The Williams tube, or the Williams–Kilburn tube named after British inventors Freddie Williams and Tom Kilburn, is an early form of computer memory. It was the first random-access digital storage device, and was used successfully in several early computers.

The Williams tube works by displaying a grid of dots on a cathode-ray tube (CRT). Due to the way CRTs work, this creates a small charge of static electricity over each dot.
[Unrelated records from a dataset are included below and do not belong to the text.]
PR #3567, opened 2026-09-16
Add a self-managed connection example to the getting started guide

### LINKED ISSUE #2811: Improve quick start guide with some hints on connecting to local hosts
In the quick start documentation page here: https://elasticsearch-py.readthedocs.io/en/v8.17.1/quickstart.html there's only the Cloud example, which is fine.
I think provide an example about non-cloud instances with one line may be helpful, like in this other page: https://www.elastic.co/guide/en/elasticsearch/client/python-api/current/getting-started-python.html .

To be fair there's some hint about direct connection in [this notebook](https://github.com/elastic/elasticsearch-labs/blob/main/notebooks/search/00-quick-start.ipynb), but it is yet another way to do it.

(Another small note is why are there multiple ways to do the same thing? Which one is the preferred one?).

gohri81-tech:
The `Connecting` section of the getting started guide only showed the Elastic Cloud case, so readers who run Elasticsearch on their own machine had to leave the page to find out how to connect, which is what #2811 reports.

This adds a second example right after the Cloud one:

- a sync and an async snippet that connect to `http://localhost:9200` with an API key, using the same `tab-set` / `sync_or_async` structure as the rest of the page,
- a short paragraph about the secured case: the endpoint becomes `https://localhost:9200` and the client needs the certificate authority that Elasticsearch generated on the first start, with a pointer to `ca_certs`, `basic_auth` and `verify_certs` in [Connecting](https://github.com/elastic/elasticsearch-py/blob/main/docs/reference/connecting.md).

Documentation only.

Closes #2811


margaretjgu:
Closing. #2811 asks for a local connection line on the old `Read the Doc`s quickstart. That page is gone. Self managed connections are already in `docs/reference/connecting.md`: `https://localhost:9200` with the certificate authority when security is on, and `http://localhost:9200` only when security is off. Getting started already links there.

The snippet here uses `http://localhost:9200` with an API key. An API key means security is on, so that is the https case.

Please comment on the issue before opening a PR. We usually discuss the approach there, and the issue is assigned before someone starts on it.

PR #3568, opened 2026-09-16
Spell out that the API methods accept keyword arguments only

### LINKED ISSUE #2526: Unexpected ilm.put_lifecycle behavior
**Elasticsearch version** (`8.13.0`):

**`elasticsearch-py` version (`elasticsearch8==8.13.0`)**: 

From what I looked through in the API spec pages, this didn't seem like an issue there per se, but it still might be. In attempting to follow [the layout in `IlmClient.put_lifecycle`](https://github.com/elastic/elasticsearch-py/blob/main/elasticsearch/_sync/client/ilm.py#L363-L373), it shows that `name` is positional, and `policy` is a keyword arg. But when calling like that, I get:

```
File "/path/to/lib/python3.12/site-packages/elasticsearch8/_sync/client/utils.py", line 341, in wrapped
    raise TypeError(
TypeError: Positional arguments can't be used with Elasticsearch API methods. Instead only use keyword arguments.
```
If I call with `name='stringval', policy={'phases':{}}`, it works.

**Steps to reproduce**:

```
ilm_name = 'arbitrary'
phases = {'phases': {}}
client.ilm.put_lifecycle(ilm_name, policy=phases)
```

**Workaround**:

```
ilm_name = 'arbitrary'
phases = {'phases': {}}
client.ilm.put_lifecycle(name=ilm_name, policy=phases)
```

gohri81-tech:
In #2526 the reporter read the signature of `IlmClient.put_lifecycle`, took `name` to be positional and got:

```
TypeError: Positional arguments can't be used with Elasticsearch API methods. Instead only use keyword arguments.
```

The API reference did say "Keyword arguments are required for all calls", but as one sentence in the intro it is easy to miss when you land on a single method page.

This replaces that sentence with a note right under the intro that states the rule explicitly, shows the `TypeError` and shows the same call written with keyword arguments. The existing note about reserved keywords such as `from_` follows it, so both surprises are now next to each other.

Documentation only, no client change.

Closes #2526


margaretjgu:
Please comment on the issue before opening a PR. We usually discuss the approach there, and the issue is assigned before someone starts on it.

PR #3570, opened 2026-09-20
Fix optional Document fields under postponed annotations

### LINKED ISSUE #3554: Every field is required on python < 3.14 with from __future__ import annotations
Users that are not yet on python 3.14 probably have 
```
from __future__ import annotations
```
but that means PEP 563 annotations, that is, e.g. the string `'str | None'` and not a `UnionType[str, None]`. This is not understood by the elasticsearch-py type mapping, and makes every field accidentally required. 

For example, in Python 3.13:
```
from __future__ import annotations
import elasticsearch.dsl as es
from elasticsearch.dsl import mapped_field

class MyDoc(es.Document):
    name: str = mapped_field(es.Keyword(required=True))
    note: str | None = mapped_field(es.Keyword())

print('name._required =', MyDoc._doc_type.mapping['name']._required)   # expect True
print('note._required =', MyDoc._doc_type.mapping['note']._required)    # expect False, actually True
```

Not sure if there is anything that can be done except updating to 3.14, but I also didn't find anything in the docs or an existing report.

GautamVhavle:
## What

Evaluate postponed type annotations before the DSL decides whether a `Document` field is required. If a name cannot be resolved, keep the explicit Field's `required` and `multi` settings.

## Why

`from __future__ import annotations` stores hints such as `str | None` as strings. The mapper only treated live `Union` / `UnionType` objects as optional, so every annotated field became required. That also overwrote `Keyword(required=False)`.

Reproduced on current `main` (Python 3.13):

```python
from __future__ import annotations
from elasticsearch.dsl import Document, Keyword, mapped_field

class MyDoc(Document):
    name: str = mapped_field(Keyword(required=True))
    note: str | None = mapped_field(Keyword())

# before: note._required is True
# after:  note._required is False
```

Closes #3554

## How

- Resolve PEP 563 strings with `typing.ForwardRef` against the class module and class namespace.
- Only infer `required` / `multi` from annotations that actually evaluate.
- If evaluation fails and a Field is present, leave that Field's constructor settings alone.
- If evaluation fails and there is no Field, keep raising `TypeError: Cannot map field ...`.

This matches the fallback requested on the issue: understood annotations keep current behavior; unresolved names do not overwrite an explicit Field.

## Testing

Ran locally on Python 3.13:

- Original reporter reproduction, now passes
- New tests in `test_elasticsearch/test_dsl/_async/test_document.py` (sync copy generated):
  - optional `str | None` with `mapped_field(Keyword())`
  - optional `str | None` with no Field
  - unresolved name keeps `Keyword(required=False)` / `Keyword(required=True)`
  - unresolved name with no Field still raises
- `test_doc_with_type_hints` and `test_doc_with_pipe_type_hints`
- Full document unit tests: 115 passed
- All non-integration DSL tests: 553 passed

Live Elasticsearch integration tests were not run. They skip without a local cluster.

## Notes

No public API change. Python 3.10+ remains the supported range. I have signed, or will sign, the Elastic CLA.


GautamVhavle:
I've signed the Contributor Agreement. Please recheck.

PR #216, opened 2019-05-21
I18n categories

sgiaccio:


common/i18n/resources/en.js
```diff
@@ -184,4 +192,38 @@ module.exports = {
...
+    level: 'Level',
+    items: 'Items',
+    confirmDelete: 'Delete the item with all children? $t(common.cantUndoWarning)',
+    deleteItem: 'Delete item',
+  },
+
+  jobs: {
+    item: 'Item',
+    errors: 'Errors',
+
```
minotogna: should item and error plus plural go to common? what do you think?

webapp/loggedin/surveyViews/items/itemsTable.js
```diff
@@ -21,7 +24,7 @@ const TableRow = props => {
       <div className="name">
         {name}
         <ErrorBadge validation={item.validation}/>
-        <WarningBadge show={!item.usedByNodeDefs} label="Unused"/>
+        <WarningBadge show={!item.usedByNodeDefs} label={i18n.t('unused')}/>
```
minotogna: is the key maybe ```itemsTable.unused``` ?

sgiaccio: Yes, fixed

common/i18n/resources/en.js
sgiaccio: yes, better

PR #217, opened 2019-05-22
Record validation refactor

minotogna:


package.json
```diff
@@ -2,7 +2,7 @@
   "license": "MIT",
   "name": "open-foris-arena",
   "engines": {
-    "node": ">=10.13.0",
+    "node": "10.15.3",
```
fefrain: isn't better to use >=10.5.3 instead?

server/modules/record/manager/_recordManager/recordUniquenessValidator.js
```diff
@@ -49,19 +47,19 @@ const validateEntityKeysUniqueness = (survey, record, nodeEntity) => {
   )(entityValidations)
 }
 
-const isDuplicateEntity = (survey, record, siblingEntitiesAndSelf, entity) => {
+const _isEntityDuplicated = (survey, record, siblingEntitiesAndSelf, entity) => {
```
fefrain: it should be "_isEntityDuplicate" not "duplicateD"...

minotogna: not sure: http://conjugator.reverso.net/conjugation-english-verb-duplicate.html

package.json
minotogna: I'm not sure; but i have changed it. see next commit

server/modules/record/manager/_recordManager/recordUniquenessValidator.js
fefrain: duplicate is an [adjective](https://www.dictionary.com/browse/duplicated)!

minotogna: changed!

PR #233, opened 2019-06-04
validate records uniqueness in EntitiesUniquenessValidationJob

fefrain:


common/i18n/resources/en.js
```diff
@@ -228,10 +228,10 @@ module.exports = {
     CategoriesValidationJob: 'Categories Validation',
     CollectImportJob: 'Collect Import',
     CollectSurveyReaderJob: 'Collect Survey Reader',
-    EntitiesUniquenessValidationJob: 'Entities Uniqueness Validation',
     NodeDefsImportJob: 'Node Defs Import',
     NodeDefsValidationJob: 'Node Defs Validation',
     RecordCheckJob: 'Record Check',
+    RecordsAndEntitiesUniquenessValidationJob: 'Records and Entities Uniqueness Validation',
```
minotogna: Why having this long name RecordsAndEntitiesUniquenessValidationJob. Could it be like before EntitiesUniquenessValidationJob, and we know that if a root entity is duplicate, it means there's another record with same error?

fefrain: good point, I'll change it.

PR #234, opened 2019-06-05
I18n errors

sgiaccio:


server/modules/collectImport/service/collectImport/metaImportJobs/taxonomiesImportJob.js
```diff
@@ -149,8 +148,8 @@ class TaxonomiesImportJob extends Job {
       this.addError({
         [keysError.code]: {
           valid: false,
-          errors: [`duplicate code ${code}; row: ${this.currentRow} duplicate row: ${rowDuplicateCode}`]
-        }
+          errors: [{ key: 'duplicateCode', params: { code, row: this.currentRow, duplicateRow: rowDuplicateCode } }],
```
minotogna: it would be preferable to have duplicateCode to keysError constant as the other key errors

server/modules/collectImport/service/collectImport/metaImportJobs/taxonomiesImportJob.js
```diff
@@ -162,8 +161,8 @@ class TaxonomiesImportJob extends Job {
       this.addError({
         [keysError.scientificName]: {
           valid: false,
-          errors: [`duplicate scientific name ${scientificName}; row: ${this.currentRow} duplicate row: ${rowDuplicateScientificName}`]
-        }
+          errors: [{ key: 'duplicateName', params: { scientificName, row: this.currentRow, duplicateRow: rowDuplicateScientificName } }],
```
minotogna: it would be preferable to have duplicateName to keysError constant as the other key errors

common/i18n/resources/en.js
```diff
@@ -245,4 +245,26 @@ module.exports = {
     TaxonomiesValidationJob: 'Taxonomies Validation',
     TaxonomyImportJob: 'Taxonomy Import',
   },
+
+  formErrors: {
+    duplicateName: 'duplicate scientific name {{scientificName}}; row: {{row}} duplicate row: {{duplicateRow}}',
+    duplicateCode: 'duplicate code {{code}}; row: {{row}} duplicate row: {{duplicateRow}}',
```
fefrain: can we use a nested key in this case? something like $t(duplicateRow)...

webapp/commonComponents/validationTooltip.js
```diff
@@ -0,0 +1,24 @@
...
+import useI18n from '../commonComponents/useI18n'
+
+export default ({ validation, children, className, type = '' }) => {
+  const i18n = useI18n()
+
+  const messagesHtml = ValidationUtils.getValidationFieldMessagesHTML(i18n)(validation)
+
+  return (
+    <Tooltip
+      type={type}
```
minotogna: Should ValidationTooltip always use ```type``` error?

sgiaccio: In theory yes, but the inner element (input and checkbox) get a different style when the tooltip class is tooltip-error - see tooltip.scss line 30. We could set an "error" class in the className instead?

server/modules/collectImport/service/collectImport/metaImportJobs/taxonomiesImportJob.js
sgiaccio: Yes right

server/modules/collectImport/service/collectImport/metaImportJobs/taxonomiesImportJob.js
sgiaccio: Yes

webapp/commonComponents/validationTooltip.js
minotogna: maybe ValiadationTooltip should conditionally pass the type param (error) to tooltip if validation is not valid?

sgiaccio: ok done

common/i18n/resources/en.js
sgiaccio: ok done

webapp/commonComponents/validationTooltip.js
```diff
@@ -0,0 +1,25 @@
...
+
+import Tooltip from './tooltip'
+
+import useI18n from '../commonComponents/useI18n'
+
+export default ({ validation, children, className }) => {
+  const i18n = useI18n()
+
+  const messagesHtml = ValidationUtils.getValidationFieldMessagesHTML(i18n)(validation)
+  const type = R.isEmpty(validation) ? '' : 'error'
```
minotogna: should this condition include ```Validator.isValidationValid```  as well?
i.e. ```R.isEmpty(validation) || Validator.isValidationValid(validation) ? '' : 'error' ```

fefrain: I think that the condition R.isEmpty(validation) || Validator.isValidationValid(validation) should be evaluated before generating the messageHtml, because in that case there won't be any messages to show.

sgiaccio: removed R.isEmpty(validation) and passing validation from errorBadge; Checking validity before generating messagesHtml

PR #237, opened 2019-06-05
show all node def hierarchy in report item header

fefrain:


webapp/loggedin/modules/home/collectImportReport/nodeDefReportItem.js
```diff
@@ -69,4 +70,14 @@ const NodeDefReportItem = props => {
   )
 }
 
+const _getNodeDefPath = (survey, nodeDef, lang) => {
+  const nodeDefPathParts = []
+  Survey.visitAncestorsAndSelf(
+    nodeDef,
+    def => nodeDefPathParts.unshift(NodeDef.getLabel(def, lang) || NodeDef.getName(def))
```
minotogna: ```NodeDef.getLabel``` already returns the name when the label hasn't been specified

fefrain: it's true...

PR #241, opened 2019-06-07
Deleted getDefaultLanguage from client

sgiaccio:


webapp/commonComponents/expression/expressionEditorPopup.js
```diff
@@ -15,6 +15,8 @@ import * as SurveyState from '../../survey/surveyState'
 import * as ExpressionVariables from './expressionVariables'
 import * as ExpressionParser from './expressionParser'
 
+import appContext from '../../app/appContext'
```
minotogna: please let's use uppercase convention as usual

common/i18n/resources/en.js
```diff
@@ -246,10 +247,10 @@ module.exports = {
     TaxonomyImportJob: 'Taxonomy Import',
   },
 
-  formErrors: {
+  errors: {
```
minotogna: let's keep separate formErrors to systemErrors (as agreed)

webapp/commonComponents/expression/expressionEditorPopup.js
sgiaccio: Done

common/i18n/resources/en.js
sgiaccio: Ok

PR #249, opened 2019-06-26
Ui tabbar remove

minotogna:


webapp/loggedin/appSideBar/appSideBarModules.js
```diff
@@ -81,9 +81,9 @@ const AppSideBarModules = ({ pathname, surveyInfo, sideBarOpened }) => (
   <div className="app-sidebar__modules">
     {
       modulesHierarchy.map((module, i) => (
-        <React.Fragment>
+        <React.Fragment key={i}>
```
sgiaccio: Why not key={module.key}?

minotogna: because it's the same.. i is shorter... but i updated it in the next commit

PR #259, opened 2019-07-09
Survey create refactor

minotogna:


webapp/loggedin/modules/home/surveyList/surveyListView.js
```diff
@@ -1,42 +1,54 @@
...
+    setFeched(true)
+  }, [])
+
+  const surveysLength = R.length(surveys)
+  useEffect(() => {
+    // redirect to create survey when (after fetching surveys) there are no surveys
+    if (fetched === true && surveysLength === 0) {
+      history.push(appModuleUri(homeModules.surveyNew))
+    }
+  }, [surveysLength])
```
sgiaccio: Should it be [surveysLength, fetched]?

minotogna: It does't matter. at that point is always true, because the surveys have been fetched, therefore the surveysLength has changed.

PR #261, opened 2019-07-10
i18n-ed expression editor

sgiaccio:


webapp/commonComponents/expression/expressionEditorPopup.js
```diff
@@ -58,7 +58,8 @@ class ExpressionEditorPopup extends React.Component {
       isBoolean, onChange, onClose,
     } = this.props
```
minotogna: Reset Line 93, Apply line 99 are missing

webapp/commonComponents/expression/nodes/logical.js
```diff
@@ -3,13 +3,17 @@ import * as R from 'ramda'
 
 import Expression from '../../../../common/exprParser/expression'
```
minotogna: group - line 39 is missing

PR #262, opened 2019-07-10
I18n fixes

sgiaccio:


common/i18n/resources/en.js
```diff
@@ -1,39 +1,43 @@
...
     error: 'error',
     error_plural: 'Errors',
-    item: 'Item',
-    item_plural: 'Items',
     errorMessage: 'Error message',
     errorMessage_plural: 'Error messages',
     invalid: 'INVALID',
+    item: 'Item',
+    item_plural: 'Items',
+    label: 'Label',
```
minotogna: can we put label_plurarl here?

sgiaccio: Done

PR #288, opened 2019-08-05
Record validator bug fixes

fefrain:


webapp/loggedin/surveyViews/surveyForm/nodeDefs/components/nodeDefTableCellBody.js
```diff
@@ -29,15 +29,11 @@ const getNodeValues = (surveyInfo, nodeDef, nodes, lang) => {
...
-    '',
-    nodes
-  )
-
+  return R.pipe(
+    R.reject(node => Node.isPlaceholder(node) || Node.isValueBlank(node)),
+    R.map(getNodeValue),
+    R.join(', ')
+  )(nodes)
 }
```
minotogna: Reduce iterates only once, with the pipe you added three times. Is it needed?

webapp/loggedin/surveyViews/surveyForm/nodeDefs/components/nodeDefErrorBadge.js
```diff
@@ -59,8 +59,13 @@ const mapStateToProps = (state, props) => {
       // showing validation for a single node instance of multiple nodeDef
       if (node) {
         validation = RecordValidation.getNodeValidation(node)(recordValidation)
-      } else {
+      } else if (NodeDef.isEntity(nodeDef)) {
```
minotogna: Can we add a comment here?

common/i18n/resources/en.js
```diff
@@ -256,6 +256,7 @@ module.exports = {
   },
 
   formErrors: {
+    atLeastOneInvalidValue: 'At least one invalid value',
```
minotogna: Can the message be something like : one or more values are invalid. What do you think?

PR #294, opened 2019-08-07
Survey validator

minotogna:


common/survey/_survey/surveyDefaults.js
```diff
@@ -1,7 +1,7 @@
 const { groupNames, permissions } = require('../../auth/authGroups')
 const { keys: authGroupKeys } = require('../../auth/authGroups')
 
-const getDefaultAuthGroups = lang => [
+const defaultAuthGroups = [
```
fefrain: can it be a function that generates a new object every time? (like you did for Validator.newValidationValid?)

minotogna: it can, but it's used only when inserting a survey. basically only to insert those groups into the db. do you think the function is needed?

minotogna: I have restored the getDefaultAuthGroups method

Issue #383, opened 2024-05-22
MacOS doesn't have O_DIRECT, so I commented out this line in cpp/include/kvikio/file_handle.hpp:


qkoziol:
> > MacOS doesn't have O_DIRECT, so I commented out this line in cpp/include/kvikio/file_handle.hpp:
> > // if (o_direct) { file_flags |= O_DIRECT; }
> > After that, ./build.sh libkvikio worked :-)
> 
> @qkoziol, could you please open a separate issue for this so we don't lose track.

Yes, will do

_Originally posted by @qkoziol in https://github.com/rapidsai/kvikio/issues/373#issuecomment-2125670944_

PR #404, opened 2024-07-15
Use `#ifdef` to guard `O_DIRECT` usage

jakirkham:
Fixes https://github.com/rapidsai/kvikio/issues/383


jakirkham:
@qkoziol could you please try this and let us know if that addresses the issue?

jakirkham:
AIUI `O_DIRECT` is only needed with GDS. However if we do need equivalent behavior on other platforms, there are [other options]( https://github.com/facebook/rocksdb/wiki/Direct-IO ), but it may involve reworking the code here more substantially

cpp/include/kvikio/file_handle.hpp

The charge at the location of each of the dots is read by a thin metal sheet just in front of the display. Since the display faded over time, it was periodically refreshed. It operates faster than earlier acoustic delay-line memory, at the speed of the electrons inside the vacuum tube, rather than at the speed of sound. The system was adversely affected by nearby electrical fields, and required frequent adjustment to remain operational. Williams–Kilburn tubes were used primarily on high-speed computer designs.

Williams and Kilburn applied for British patents on 11 December 1946, and 2 October 1947, followed by United States patent applications on 10 December 1947, and 16 May 1949.

==Working principle==

The Williams tube depends on an effect called secondary emission that occurs on cathode-ray tubes (CRTs). When the electron beam strikes the phosphor that forms the display surface, it normally causes it to illuminate. If the beam energy is above a given threshold (depending on the phosphor mix) it also causes electrons to be struck out of the phosphor. These electrons travel a short distance before being attracted back to the CRT surface and falling on it a short distance away. The overall effect is to cause a slight positive charge in the immediate region of the beam where there is a deficit of electrons, and a slight negative charge around the dot where those electrons land. The resulting charge well remains on the surface of the tube for a fraction of a second while the electrons flow back to their original locations. The lifetime depends on the electrical resistance of the phosphor and the size of the well.

=== Writing ===
The process of creating the charge well is used as the write operation in a computer memory, storing a single binary digit, or bit. A positively charged dot is erased (filling the charge well) by drawing a second dot immediately adjacent to the one to be erased (most systems did this by drawing a short dash starting at the dot position, the extension of the dash erased the charge initially stored at the starting point). This works because the negative halo around the second dot will fill in the positive center of the first dot. A collection of dots or spaces, often one horizontal row on the display, represents a computer word. Increasing beam energy makes the dots bigger and last longer, but requires them to be further apart, since otherwise, nearby dots erase each other.

The beam energy has to be large enough to produce dots with a usable lifetime. This places an upper limit on the memory density, and each Williams tube could typically store about 256 to 2560 bits of data.

Because the electron beam is essentially inertia-free and can be moved anywhere on the display, the computer can access any location, making it a random access memory. Typically, the computer would load the memory address as an X and Y pair into the driver circuitry and then trigger a time base generator to sweep the selected locations, reading from or writing to the internal registers, normally implemented with flip-flops.

=== Reading ===
Reading the memory took place via a secondary effect caused by the writing operation. During the short period when the write takes place, the redistribution of charges in the phosphor creates an electrical current that induces voltage in any nearby conductors. This is read by placing a thin metal sheet just in front of the display side of the CRT. During a read operation, the beam first writes to the selected bit locations on the display. Those locations that were previously written to are already depleted of electrons, so no current flows, and no voltage appears on the plate. This allows the computer to determine there was a "1" in that location. If the location had not been written to previously, the write process will create a well and a pulse will be read on the sheet, indicating a "0".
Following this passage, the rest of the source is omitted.